Stored items:
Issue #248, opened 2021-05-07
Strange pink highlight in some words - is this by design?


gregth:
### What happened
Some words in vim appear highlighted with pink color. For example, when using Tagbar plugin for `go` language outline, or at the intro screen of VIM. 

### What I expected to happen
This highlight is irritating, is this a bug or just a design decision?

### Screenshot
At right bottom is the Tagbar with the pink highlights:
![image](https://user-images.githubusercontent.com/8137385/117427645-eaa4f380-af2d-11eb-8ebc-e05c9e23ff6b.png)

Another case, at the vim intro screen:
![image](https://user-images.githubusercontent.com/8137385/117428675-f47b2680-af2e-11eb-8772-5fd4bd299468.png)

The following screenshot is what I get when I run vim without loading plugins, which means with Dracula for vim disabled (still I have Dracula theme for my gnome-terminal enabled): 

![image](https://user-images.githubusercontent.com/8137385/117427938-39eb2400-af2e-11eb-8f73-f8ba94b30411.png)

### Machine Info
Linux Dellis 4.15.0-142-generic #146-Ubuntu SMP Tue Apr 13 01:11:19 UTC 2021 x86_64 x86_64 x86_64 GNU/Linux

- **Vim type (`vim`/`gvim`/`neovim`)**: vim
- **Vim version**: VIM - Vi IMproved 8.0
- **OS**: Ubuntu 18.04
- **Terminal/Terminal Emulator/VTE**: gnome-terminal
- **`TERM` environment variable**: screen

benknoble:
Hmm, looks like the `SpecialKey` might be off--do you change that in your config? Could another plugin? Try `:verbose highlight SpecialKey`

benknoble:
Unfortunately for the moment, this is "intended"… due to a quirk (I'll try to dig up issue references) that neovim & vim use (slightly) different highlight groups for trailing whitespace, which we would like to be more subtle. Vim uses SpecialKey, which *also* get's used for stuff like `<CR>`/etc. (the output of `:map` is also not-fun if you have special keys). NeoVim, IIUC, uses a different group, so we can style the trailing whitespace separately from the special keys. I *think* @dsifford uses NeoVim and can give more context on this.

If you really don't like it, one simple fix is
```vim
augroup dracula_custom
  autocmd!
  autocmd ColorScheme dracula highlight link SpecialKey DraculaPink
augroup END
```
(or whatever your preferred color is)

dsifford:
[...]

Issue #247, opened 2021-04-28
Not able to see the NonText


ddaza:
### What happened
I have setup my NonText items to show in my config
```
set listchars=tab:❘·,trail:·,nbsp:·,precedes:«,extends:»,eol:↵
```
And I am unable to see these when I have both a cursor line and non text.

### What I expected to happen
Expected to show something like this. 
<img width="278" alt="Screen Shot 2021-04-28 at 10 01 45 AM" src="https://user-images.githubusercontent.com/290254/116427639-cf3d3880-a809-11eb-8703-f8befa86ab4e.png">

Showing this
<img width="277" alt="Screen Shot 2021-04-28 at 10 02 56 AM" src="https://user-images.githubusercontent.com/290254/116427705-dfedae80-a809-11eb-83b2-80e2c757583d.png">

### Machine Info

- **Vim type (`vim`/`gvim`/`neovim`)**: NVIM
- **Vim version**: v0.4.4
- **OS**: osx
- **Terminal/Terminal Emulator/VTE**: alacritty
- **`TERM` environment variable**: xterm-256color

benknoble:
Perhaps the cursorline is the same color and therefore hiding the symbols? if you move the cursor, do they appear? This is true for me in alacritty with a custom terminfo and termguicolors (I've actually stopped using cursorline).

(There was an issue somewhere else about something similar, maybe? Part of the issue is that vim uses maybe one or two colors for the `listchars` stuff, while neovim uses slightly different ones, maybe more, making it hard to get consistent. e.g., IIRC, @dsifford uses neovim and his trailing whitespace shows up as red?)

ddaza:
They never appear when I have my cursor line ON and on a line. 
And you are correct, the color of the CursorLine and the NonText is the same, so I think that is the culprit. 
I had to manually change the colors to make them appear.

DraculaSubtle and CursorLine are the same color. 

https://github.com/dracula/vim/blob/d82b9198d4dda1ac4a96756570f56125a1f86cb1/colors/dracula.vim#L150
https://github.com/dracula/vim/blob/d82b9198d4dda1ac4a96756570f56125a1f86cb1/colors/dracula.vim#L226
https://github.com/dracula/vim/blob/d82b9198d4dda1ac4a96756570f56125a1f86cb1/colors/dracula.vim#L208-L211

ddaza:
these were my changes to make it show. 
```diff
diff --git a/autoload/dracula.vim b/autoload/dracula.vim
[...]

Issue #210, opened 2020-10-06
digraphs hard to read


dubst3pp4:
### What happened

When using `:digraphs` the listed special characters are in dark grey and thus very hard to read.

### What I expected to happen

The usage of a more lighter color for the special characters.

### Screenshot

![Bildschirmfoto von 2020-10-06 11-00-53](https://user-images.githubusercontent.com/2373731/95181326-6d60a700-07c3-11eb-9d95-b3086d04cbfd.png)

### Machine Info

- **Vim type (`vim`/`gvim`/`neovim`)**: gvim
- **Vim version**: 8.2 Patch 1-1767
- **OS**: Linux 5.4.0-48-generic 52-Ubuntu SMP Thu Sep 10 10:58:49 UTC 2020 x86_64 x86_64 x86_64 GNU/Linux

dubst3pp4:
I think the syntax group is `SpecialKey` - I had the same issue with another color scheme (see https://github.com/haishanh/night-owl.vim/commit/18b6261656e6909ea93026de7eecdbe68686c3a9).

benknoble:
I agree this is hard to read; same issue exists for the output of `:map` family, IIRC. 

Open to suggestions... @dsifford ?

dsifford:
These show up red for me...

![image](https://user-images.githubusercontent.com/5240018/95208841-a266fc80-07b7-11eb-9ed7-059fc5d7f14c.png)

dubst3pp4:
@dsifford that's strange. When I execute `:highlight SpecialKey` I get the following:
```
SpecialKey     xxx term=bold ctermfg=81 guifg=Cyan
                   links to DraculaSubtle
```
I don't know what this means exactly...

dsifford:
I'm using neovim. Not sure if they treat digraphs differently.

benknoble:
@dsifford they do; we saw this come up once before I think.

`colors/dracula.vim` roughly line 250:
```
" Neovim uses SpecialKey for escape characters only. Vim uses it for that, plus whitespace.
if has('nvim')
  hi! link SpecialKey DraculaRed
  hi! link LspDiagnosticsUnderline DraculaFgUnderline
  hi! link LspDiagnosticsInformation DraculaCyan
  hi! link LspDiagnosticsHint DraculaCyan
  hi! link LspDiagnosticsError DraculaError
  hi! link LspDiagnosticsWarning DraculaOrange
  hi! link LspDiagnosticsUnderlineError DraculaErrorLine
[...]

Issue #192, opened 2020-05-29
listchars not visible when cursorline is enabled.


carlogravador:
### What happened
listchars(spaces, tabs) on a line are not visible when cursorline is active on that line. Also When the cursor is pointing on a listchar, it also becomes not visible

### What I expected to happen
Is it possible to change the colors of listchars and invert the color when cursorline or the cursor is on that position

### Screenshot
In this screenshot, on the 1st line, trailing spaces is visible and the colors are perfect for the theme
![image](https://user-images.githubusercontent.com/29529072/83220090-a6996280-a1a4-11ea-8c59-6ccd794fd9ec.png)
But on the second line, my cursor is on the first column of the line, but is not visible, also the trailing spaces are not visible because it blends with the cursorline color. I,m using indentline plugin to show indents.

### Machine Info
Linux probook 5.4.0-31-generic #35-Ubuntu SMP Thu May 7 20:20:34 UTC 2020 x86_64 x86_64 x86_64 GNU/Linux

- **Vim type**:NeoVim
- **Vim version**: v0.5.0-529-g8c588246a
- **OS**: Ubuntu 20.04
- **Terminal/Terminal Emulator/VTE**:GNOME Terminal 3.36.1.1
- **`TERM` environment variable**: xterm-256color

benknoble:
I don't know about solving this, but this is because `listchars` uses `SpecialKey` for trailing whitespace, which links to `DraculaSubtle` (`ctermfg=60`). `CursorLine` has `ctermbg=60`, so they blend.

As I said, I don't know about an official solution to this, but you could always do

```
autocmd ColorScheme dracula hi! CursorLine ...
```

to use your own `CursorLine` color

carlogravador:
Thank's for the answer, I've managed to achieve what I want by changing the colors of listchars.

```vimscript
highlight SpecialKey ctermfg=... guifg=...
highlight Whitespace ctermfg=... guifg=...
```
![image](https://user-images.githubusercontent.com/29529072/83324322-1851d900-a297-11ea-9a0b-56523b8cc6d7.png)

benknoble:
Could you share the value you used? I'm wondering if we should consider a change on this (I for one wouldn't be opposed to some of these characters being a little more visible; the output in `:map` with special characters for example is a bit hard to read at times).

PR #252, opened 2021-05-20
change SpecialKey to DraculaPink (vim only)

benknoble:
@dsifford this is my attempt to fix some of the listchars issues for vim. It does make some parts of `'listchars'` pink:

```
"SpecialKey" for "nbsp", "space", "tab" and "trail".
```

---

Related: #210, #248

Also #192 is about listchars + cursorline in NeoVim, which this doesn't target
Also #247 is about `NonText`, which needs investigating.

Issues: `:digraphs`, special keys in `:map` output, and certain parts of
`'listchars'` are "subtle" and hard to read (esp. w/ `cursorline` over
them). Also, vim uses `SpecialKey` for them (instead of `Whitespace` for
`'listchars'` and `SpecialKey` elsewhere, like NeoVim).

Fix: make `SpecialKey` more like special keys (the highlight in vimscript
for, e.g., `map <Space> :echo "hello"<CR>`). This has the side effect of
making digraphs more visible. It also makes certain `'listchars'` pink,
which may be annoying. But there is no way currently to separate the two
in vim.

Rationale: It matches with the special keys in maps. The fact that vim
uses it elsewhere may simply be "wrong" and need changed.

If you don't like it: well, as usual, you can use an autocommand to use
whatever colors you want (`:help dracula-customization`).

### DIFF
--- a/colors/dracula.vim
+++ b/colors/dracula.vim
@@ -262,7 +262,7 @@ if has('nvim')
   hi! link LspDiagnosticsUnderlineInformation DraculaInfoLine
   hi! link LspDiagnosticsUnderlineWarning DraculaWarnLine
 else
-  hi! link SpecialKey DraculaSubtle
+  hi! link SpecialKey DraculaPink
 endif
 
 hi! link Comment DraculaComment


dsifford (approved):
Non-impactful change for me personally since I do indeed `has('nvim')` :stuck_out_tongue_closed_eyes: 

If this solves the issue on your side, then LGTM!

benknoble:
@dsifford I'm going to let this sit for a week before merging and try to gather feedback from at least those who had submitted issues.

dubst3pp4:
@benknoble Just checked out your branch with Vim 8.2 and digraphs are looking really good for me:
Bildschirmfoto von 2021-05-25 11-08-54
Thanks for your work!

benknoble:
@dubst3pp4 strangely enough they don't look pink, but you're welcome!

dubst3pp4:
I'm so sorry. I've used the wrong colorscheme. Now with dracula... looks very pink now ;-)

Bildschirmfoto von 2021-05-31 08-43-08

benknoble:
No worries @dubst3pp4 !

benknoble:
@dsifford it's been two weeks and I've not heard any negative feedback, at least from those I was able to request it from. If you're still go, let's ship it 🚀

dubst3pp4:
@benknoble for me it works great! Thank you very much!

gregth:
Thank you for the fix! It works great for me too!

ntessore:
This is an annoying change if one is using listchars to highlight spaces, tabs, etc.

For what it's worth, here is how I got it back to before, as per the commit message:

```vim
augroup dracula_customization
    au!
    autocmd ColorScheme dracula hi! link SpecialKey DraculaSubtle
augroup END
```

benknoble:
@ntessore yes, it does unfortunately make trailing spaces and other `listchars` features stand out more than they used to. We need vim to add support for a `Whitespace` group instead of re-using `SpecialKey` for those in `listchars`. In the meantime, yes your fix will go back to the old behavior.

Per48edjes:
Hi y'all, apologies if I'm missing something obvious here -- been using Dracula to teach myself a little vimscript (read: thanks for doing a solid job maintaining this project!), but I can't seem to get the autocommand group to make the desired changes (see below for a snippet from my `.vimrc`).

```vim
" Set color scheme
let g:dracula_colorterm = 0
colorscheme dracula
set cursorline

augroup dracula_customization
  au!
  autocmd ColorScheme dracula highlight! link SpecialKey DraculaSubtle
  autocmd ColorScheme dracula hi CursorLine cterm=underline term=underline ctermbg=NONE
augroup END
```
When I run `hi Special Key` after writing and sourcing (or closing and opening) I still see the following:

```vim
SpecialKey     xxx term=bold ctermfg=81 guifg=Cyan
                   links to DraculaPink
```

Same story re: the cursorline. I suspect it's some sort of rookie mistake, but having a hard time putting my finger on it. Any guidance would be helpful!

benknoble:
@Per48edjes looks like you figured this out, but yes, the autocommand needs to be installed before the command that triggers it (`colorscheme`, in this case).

> [What you have to do]: Take every line from the data that includes the word "NonText".

> [Answer]:
Not able to see the NonText
I have setup my NonText items to show in my config
And you are correct, the color of the CursorLine and the NonText is the same, so I think that is the culprit. 
Also #247 is about `NonText`, which needs investigating.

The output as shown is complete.